-------- Source material --------

Issue #897, opened 2019-04-28
projects are moving to Fastparse 2


SethTisue:
which is hard because it isn't remotely source-compatible with Fastparse 1

this is timely because right now is an important time to be testing on Scala 2.13, but if a project's 2.13 support is landing in a branch that also requires Fastparse 2, we have a problem

perhaps this can be addressed with splitting the build into spaces

or perhaps we could keep everything in the same space, but use dbuild to publish Fastparse 1 and 2 under different org and/or artifacts, and then override the dependency downstream accordingly

SethTisue:
this might be easier than I feared. eyeballing the config, it appears that fastparse is used by:

* coursier, scalatex, scala-xml-quote: these are leaf projects
* scalapb, scalameta (and scalapb may be a leaf other than being used in scalameta)

I can't tell just from eyeballing whether there are any projects that are downstream of scalapb and/or scalameta that might also use fastparse directly. but I do know that nobody uses scalapb who doesn't also use scalameta.

but in any case, anything downstream of scalameta is fairly leaf-ish, capstone stuff rather than fundamental stuff.

and anyway, I recently discovered over in the 2.13 build that scalameta is using a shaded version of fastparse 1, so we ought to be able to just add the repo with the shaded version to the build, and everything will be hunky dory! 🤞 probably any fastparse-1-using project will be able to use the shaded one too

SethTisue:
there's some question of whether I can track scalameta master, or whether I need to stick with the one I have. but I would probably be able to use the shaded version of fastparse 1 regardless

https://github.com/scala/community-builds/pull/910 was an attempt to move the 2.13 build to scalameta master; perhaps the difficulties I ran into there were 2.13-specific

/cc @olafurpg

SethTisue:
the fastparse repo still has an sbt build in it, but presumably the mill build is the main build these days?

SethTisue:
the fastparse repo doesn't have a proper sbt build anymore, there is a `build.sbt`, but it is vestigial and doesn't actually build the main code

SethTisue:
perhaps I should start by just fetching fastparse 2 from Maven Central, get everything working, and then worry about whether it's necessary to actually build it ourselves

SethTisue:
PR #915

olafurpg:
[...]

PR #910, opened 2019-05-21
2.13: try Olaf's scalameta branch

SethTisue:
cc @olafurpg

### DIFF
--- a/configs/community.dbuild
+++ b/configs/community.dbuild
@@ -1896,6 +1896,7 @@ build += {
     // use right version-specific source directories regardless of our weird dbuild Scala version numbers
     extra.commands: ${vars.default-commands} [
       "set unmanagedSourceDirectories in (commonJVM, Compile) += baseDirectory.value / \"scalameta\" / \"common\" / \"shared\" / \"src\" / \"main\" / \"scala-2.13.0-RC1\""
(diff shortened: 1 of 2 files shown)


SethTisue:
https://scala-ci.typesafe.com/job/scala-2.13.x-integrate-community-build/2175/ (404 til Jenkins wakes up)

olafurpg:
Note that the Scalameta build got simplified in https://github.com/scalameta/scalameta/pull/1863 by merging a lot of modules and also removing few unused modules.

SethTisue:
hello, rabbit? are you down here?

/me resumes digging

SethTisue:
scalameta uses its own shaded version of fastparse 1, which is okay, it's under a different org so it won't conflict with any other fastparse versions

but scalameta also uses scalapb, and the version of scalapb we have is too old (resulting in compile errors in scalameta), and the newer versions use fastparse 2

so in order to finish this, I think I will need to tackle #897 first (fastparse 2 upgrade)

SethTisue:
note also that I unforked scalapb but doing so lost the changes in the fork Adriaan made, to add the right Scala version specific source directories to `unmanagedSourceDirectories`, I'll need to cope with that in the usual way (it's better to do it in the dbuild config that handling it by forking)

SethTisue:
I think this will probably have to wait until June or July. @olafurpg thanks for doing the work that allowed us to get this far, at least

PR #1210, opened 2020-09-02
Remove publish from droste.conf excludes

eatkins:
Project extraction failed with 1.4.0-SNAPSHOT.

### DIFF
--- a/proj/droste.conf
+++ b/proj/droste.conf
@@ -12,7 +12,7 @@ vars.proj.droste: ${vars.base} {
 
   extra.exclude: [
     // out of scope
-    "*JS", "docs", "readme", "publish", "coverage"
+    "*JS", "docs", "readme", "coverage"
     // [error] **** Missing dependency: the library io.github.stanch#reftree
     "reftree"
   ]


eatkins:
I'm not sure if this is a good idea or not but prior to this change, I got the following error trying to extract the project with 1.4.0-SNAPSHOT:
```
[droste] [error] These subprojects were not found: "publish".  Found: "root", "docs", "laws", "tests", "reftreeJS", "metaJS", "coverage", "athemaJS", "coreJS", "macrosJS", "lawsJS", "meta", "testsJS", "scalacheck", "macros", "athema", "readme", "core", "reftree", "scalach
eckJS".
```

SethTisue:
The version of droste we are building definitely has a `publish` subproject that we want to exclude. after `hub clone higherkindness/droste; cd droste; git checkout 1e4b3569fc30f8027f59e2c188bb739b5552271b; sbt projects` I see `publish` on the list. but if I change `project/build.properties` to `1.4.0-M2` and run `sbt projects` again, `publish` has vanished.

So this looks like a regression of some kind in 1.4.0-M2. (Perhaps there's some issue with the project having the same name as the `publish` task? Wild guess.)

eatkins:
Ok, thanks for the clarification. I do think it's a poor idea to have a project mirror a built-in task but I guess it should still work if it did before.

eatkins:
Actually, the problem was that droste was depending on undefined behavior in sbt: https://github.com/higherkindness/droste/pull/180.

PR #1213, opened 2020-09-09
2.12: add scala-collection-compat's `binary-compat` project

SethTisue:
waiting on https://github.com/scala/scala-collection-compat/pull/362

dependencies.txt will need an update since this adds a dependency on mima-core


SethTisue:
green in local test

--------

▶ Exercise
When a line of the records includes "think", that line belongs in the answer.

▶ Response below
so in order to finish this, I think I will need to tackle #897 first (fastparse 2 upgrade)
I think this will probably have to wait until June or July. @olafurpg thanks for doing the work that allowed us to get this far, at least
Ok, thanks for the clarification. I do think it's a poor idea to have a project mirror a built-in task but I guess it should still work if it did before.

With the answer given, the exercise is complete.